Die stärkste Verhandlungsposition hatte an diesem Wochenende die UBS. Niemand konnte sie zum Kauf ihrer Konkurrentin zwingen. Ihr Verwaltungsrat stimmt der Übernahme also aus freien Stücken zu. Auf den ersten Blick mag das erstaunen, handelt sich die UBS doch eine Reihe von Nachteilen ein: Die Übernahme wird, erstens, Unruhe in der eigenen Belegschaft nach sich ziehen, denn die zu erwartenden Entlassungen werden nicht nur die 50 000 CS-Mitarbeiter treffen, sondern auch einige der rund 70 000 UBS-Mitarbeiter.

Erste Hinweise auf die Grössenordnung der Einsparungen hat die UBS bereits gegeben. Die jährlichen laufenden Kosten der kombinierten Bank sollen bis 2027 um 8 Milliarden Dollar bzw. 7,4 Milliarden Franken sinken, ausgehend von einer Basis von weniger als 40 Milliarden Franken. Weil Personalkosten bei Banken der mit Abstand grösste Kostenblock sind, heisst das: Von den über 120 000 Mitarbeitern werden zahlreiche die neue Bank verlassen müssen.

Zweitens bindet jede Firmenübernahme viele Kräfte im Management; Kräfte, welche die UBS gern ins Wachstum des eigenen Geschäfts investiert hätte. Solche «Verdauungsprobleme» liessen sich in der Schweiz schon bei kleineren Zusammenschlüssen von Banken feststellen, etwa als die Privatbank EFG 2016 ihre Konkurrentin BSI übernahm.

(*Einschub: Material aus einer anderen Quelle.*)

PR #1389, opened 2020-08-19
chore: merge ui changes and update integration test

lorenzo-cavazzi:
TEMP - for testing purposes


.github/workflows/pull-request-test.yml
```diff
@@ -94,18 +106,21 @@ jobs:
...
                     -f values.yaml \
+                    -f tmpvalues.yaml \
                     --timeout 1800 \
                     --cleanup-on-fail \
                     --set gateway.gitlabClientId=${APP_ID} \
                     --set gateway.gitlabClientSecret=${APP_SECRET} \
                     --set notebooks.jupyterhub.auth.gitlab.clientId=${APP_ID} \
                     --set notebooks.jupyterhub.auth.gitlab.clientSecret=${APP_SECRET} \
                     --set global.anonymousSessions.enabled=true \
+                    --set graph.triplesGenerator.renkuPythonDevVersion="git+https://github.com/SwissDataScienceCenter/renku-python.git@${RENKU_PYTHON_VERSION}#egg=renku" \
```
jachro, line 123: I have to say I quite like the idea of using the same version of the CLI everywhere in the stack but I think we're not there yet in terms of TG. I think we'll be when we switch to the new log endpoint on the Core. For the time being, I'd be more confident if we'd leave the version of CLI on the TG as tested and built-in to the image and simply leave the `renku migrate` step in the flights tutorial as a part of the acceptance-tests. The reason for this is:
* our acceptance-tests just smoke tests the whole triples generation process and it's probably a bit too optimistic to say the whole process will work with any version of renku-python;
* as of now, TG has a fixed version of the CLI build into the image which is tested and which is going to be used in the PROD; we could change the PROD deployment process so it sets the CLI version to the TG but
  * as I said I don't feel comfortable with that because in most cases TG is very tightly coupled to a hand-picked version of CLI;
  * not so sure if it's worth changing the kind of established process much when we are about to move to the Core doing the `renku log` soon.

jachro:
I believe we still want to remove the `TEST_CLI_VERSION` property from the acceptance-tests args so the tests use either CLI installed on the docker image (CI run) or local CLI (dev machine run). If yes, @joke1196 @travissarles could you agree on that with @rokroskar and @lorenzo-cavazzi and do the change, please?

.github/workflows/pull-request-test.yml
rokroskar: But this would be fine if the TG always used the renku-python master branch, no? In any case, as long as the versions used have compatible metadata it doesn't matter too much.

lorenzo-cavazzi: I see your point. Currently, if we don't provide any `renkuPythonDevVersion`, the default is `master`, right? Which is not any more stable than providing a specific commit.
The alternative (until the core log endpoint is in place) of pinning the version in the values file in the TG seems fine, even if less flexible (but as you said, also less error-prone). That would require another change in the TG, right? Would it be fine to first merge this PR and then make the change on top of the latest knowledge-graph master and fix the IT again in a new PR here?
P.S. I hope I understood correctly your suggestion, otherwise please correct me :grin:

PR #1404, opened 2020-08-23
docs: update intro text

rokroskar:


README.rst
```diff
@@ -39,32 +39,74 @@ RENKU (連句)
...
-Renku project <https://renku.readthedocs.io/en/latest/introduction/index.html#renku-introduction>`_.
+Please review our `contributing guidelines
+<https://github.com/SwissDataScienceCenter/renku/blob/master/CONTRIBUTING.rst>`_
+before submitting a pull request.
 
 
-If you are looking for detailed **renku** command-line interface (CLI) documentation,
-consult the `renku-python docs <https://renku-python.readthedocs.io/en/latest/>`_.
+Getting in touch
+----------------
```
ciyer, line 96: I think this needs a bit more introduction:

```
There are several channels you can use to communicate with us; we monitor all of them, so your messages will always get to us, but communication will be slightly more streamlined if you pick a channel that most suits your purpose and needs.
```

ciyer (changes requested):
Nice improvement: this makes the documentation read better overall!

I have some comments on a few of the sections. I realize that much of this content was already there before, but in some cases moving the content requires additional changes to the text, and in some cases I just now noticed issues that were already there before.

rokroskar:
Thanks @ciyer I applied the comments.

README.rst
```diff
@@ -33,38 +33,78 @@ RENKU (連句)
...
+a web-based application and `Renku
+<https://renku.readthedocs.io/en/latest/introduction/renku.html#renku>`_, a
+command-line tool for managing code, data, workflows and making practical use of
+the Knowledge Graph.
 
+A public instance of **RenkuLab** is available at https://renkulab.io, and there
+are several other deployments at various institutions. To start exploring Renku,
+feel free to make an account try it out! You can follow the `first steps
+<https://renku.readthedocs.io/en/latest/tutorials/01_firststeps.html>`_ tutorial
+in python or R or `continue reading about the Renku project
```
ciyer, line 74: Though I think we should have R and Julia versions of the first-steps tutorial, we don't actually have anything except Python at the moment. So we can just say 

```
You can follow the `first steps
 <https://renku.readthedocs.io/en/latest/tutorials/01_firststeps.html>`_ tutorial
 or `continue reading about the Renku project...
```

ciyer (changes requested):
Just one more small thing, then we are ready to merge, I think.

README.rst
rokroskar: oops true, I don't know when R was added there...

ciyer (approved):
👍

PR #1411, opened 2020-08-25
Rename tests -> acceptance-tests to be clear

travissarles:
To avoid confusion with unit tests and to be consistent with the term we use in communication, rename "tests" to "acceptance-tests". I used `git mv` in order to preserve the file history. Otherwise git thinks that files were deleted and a huge diff is created.


rokroskar:
Make sure you also fix the references in the github actions workflows.

ciyer (dismissed):
Thanks for taking initiative on this. It definitely makes the repo layout clearer.

ableuler:
Thanks for this suggestion @travissarles. Can you please follow the suggestion of @rokroskar

> Make sure you also fix the references in the github actions workflows, see https://github.com/SwissDataScienceCenter/renku/pull/1411/checks?check_run_id=1025454937#step:5:26

to make the tests pass such that we can merge this PR.

travissarles:
@ciyer could I get another review?

rokroskar (approved):

PR #1442, opened 2020-08-31
chore(charts): remove traces of gitlab sudo token

ableuler:


pameladelgado:
I was just going to suggest to delete it from here
https://github.com/SwissDataScienceCenter/renku/blob/master/charts/renku/templates/tests/test-renku.yaml#L12
I guess this latest commit covers what was missing.

ableuler:
> I was just going to suggest to delete it from here
> https://github.com/SwissDataScienceCenter/renku/blob/master/charts/renku/templates/tests/test-renku.yaml#L12
> I guess this latest commit covers what was missing.

yep, I had initially missed that - good catch!

pameladelgado (approved):
Thanks! Looks good!

PR #1446, opened 2020-09-01
fix(charts): correct proxy-public port in ingress

ableuler:
While port 8000 is exposed on the container, 80 is the correct port of the service.


pameladelgado (approved):
thanks for fixing this! :+1:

Drittens muss die systemrelevante UBS progressiven Kapitalanforderungen des Regulators genügen. Anders gesagt: Wird sie doppelt so gross, muss sie mehr als doppelt so viel Eigenkapital halten. Die Gefahr besteht, dass die UBS dieses Kapital nach dem Kauf der CS nicht mehr so effizient einsetzen kann wie bis anhin. Aktionäre mögen schwächere Renditen grundsätzlich gar nicht.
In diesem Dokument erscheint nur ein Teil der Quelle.